S🎀ome games back then had bad names and even wo🦩rse box art, but made up for it with a compelling story and incredible gameplay; JRR Tolkien’s Lord of the Rings: Volume 1 did none of this. You spend an inexplicably long time in the beginning hunting wolves, which makes little to no sense if you’ve ever read the book and makes even less sense now.
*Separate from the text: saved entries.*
PR #2105, opened 2024-06-06
Switched from retrying to tenacity for http request retries 

ravensorb:
## Description

Switched from the retrying library to the tenacity library for http request retry logic (it is a little more actively in terms of development activity)

## Issues Fixed or Closed

- Fixes 429 errors that can occur due to throttling on sites like ThePosterDB

## Type of Change


meisnate12:
im not opposed to this but your branch is significantly behind nightly so rebase your changes on top of the current nightly

meisnate12:
also `retry_if_http_429_error` and `wait_for_retry_after_header` will never trigger as kometa use the requests module which doesnt throw the HTTPError so those have no error to catch and activate

ravensorb:
> im not opposed to this but your branch is significantly behind nightly so rebase your changes on top of the current nightly

Interesting -- I did a merge just before committing this one.  I'll do another later today.

ravensorb:
> also `retry_if_http_429_error` and `wait_for_retry_after_header` will never trigger as kometa use the requests module which doesnt throw the HTTPError so those have no error to catch and activate

Was thinking about that -- we could use the requests model method raise_for_status or I think we could wrap the requests call in a Retrying().call(...) -- any preference?

meisnate12:
so specifically with adding posters to plex. Kometa just passes the URL to plex so kometa never actually performs the get request to that URL.

meisnate12:
ao ive closed this as just the change from retry to tenacity then in a future PR we can work on the HTTP 429 Errors

ravensorb:
> ao ive closed this as just the change from retry to tenacity then in a future PR we can work on the HTTP 429 Errors

I'll rebaseline and look at the changes again.  In my local testing it did result in a substantial drop in 429 errors when using theposterdb.  I think it is because I am also caching locally (which would make sense).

They really should leave this one off of the SNES classic and just pretend The Lord of the Ringsꦚ didn’t exist in video games until the 21st century༺.
9 Super Mario World 2: Yoshi’s Island
It💟’s no secret that Mario has done it all from astronaut to racecar driver, but a baby? I think it goes without saying that Super Mario World will be the centerpiece of the SNES 🔥mini, because of its great graphics (for the time), huge world to explore, and new friend, Yoshi. Ho🌼wever, several years later Nintendo decided to give Yoshi his own adventure where he must protect baby Mario while traversing through dozens of difficult levels.
The travesty with Super Mario World 2: Yoshi’s Island is that they took elements from thꦡe first “World” 🐭gamer as well as villains from Super Mario Bros. 2 and completely new baddies making for just a cluster of too much stuff. NES Classic had🌳 an issue of releasing sequels but not theꦰir much better origins.
8 Super Ghouls & Ghosts
Back iཧn t♛he 80’s, there existed an epically difficult game entitled Ghosts & Goblins on Nintendo 🌳which was responsible for the rise in controller purchases. It tells the story of a knight trying to save his beloved from, you guessed it, ghosts and goblins. It was massively difficult to even finish the first stage, but also had a silly element when you would have to proceed in your skivvies after taking a single hit.
In the 90s, the sequel was released in arcades and for the Super Nintendo with improved graphics, but similar difficulty and story. Releasing it on the SNES classic would be like🌠✨ releasing Super Mario All-Stars on the mini; it only looks sl💮ightly be꧙tter. They gave us Ghosts & Goblins on the NES mini, so it’d be redundant t🔴o give us its polished sequel.
7 Zero: The Kamikaze Squirrel
When it co𓆏mes to platformers, Nintendo wrote the book and𓆉 every other company peeked over their shoulder. The SNES has had some great ones such as Bubsy, Mr. Nuts, and Earthworm Jim. However, the Super Nintendo also made a few mediocre ones but none as clunky and sa🐟d as Zero: The Kamikaze Squirrel.
This obvious Bubsy knockoff follows a secret agent nam☂ed Zero who was actually a villain in the Aero the Acrobat series. He is a ninja that must stop the evil lumberjack Jacquesജ Le Sheets from chopping down trees to make paper; basically Ferngully on hashish. The game was ludicrous but could have been good if the controls weren’t so lackluster and unusable. Instead, they should probably go with one of the other amazing platformer for the SNES mini.
6 Terminator 2: Judgement Day
You don’t ha💟ve to be a movie buff to be 💝familiar with Arnold Schwarzenegger and his iconic role as the T-101 in The Terminator films. It’s only natural that the video game industry wou𓆏ld capitalize on this successful movie franchise. As far as the second movie goes, they released an incredible shooter in arcades that made tons of money in quarters. Then, they released Terminator 2: Judgement Day for SNES which everyone was excited to see.
Unfortunately, this SNES release was not the shoot ‘em up we played in the arcades till our eyes bled, th♓is was a mediocre platformer that followed the movie scene by scene with terrible fist fights and sloppy chases. Luckily, they released the “correct” one so𒈔metime later as T2: The Arcade Game and that is the one that sh✨ould grace the ඣSNES Classic if any.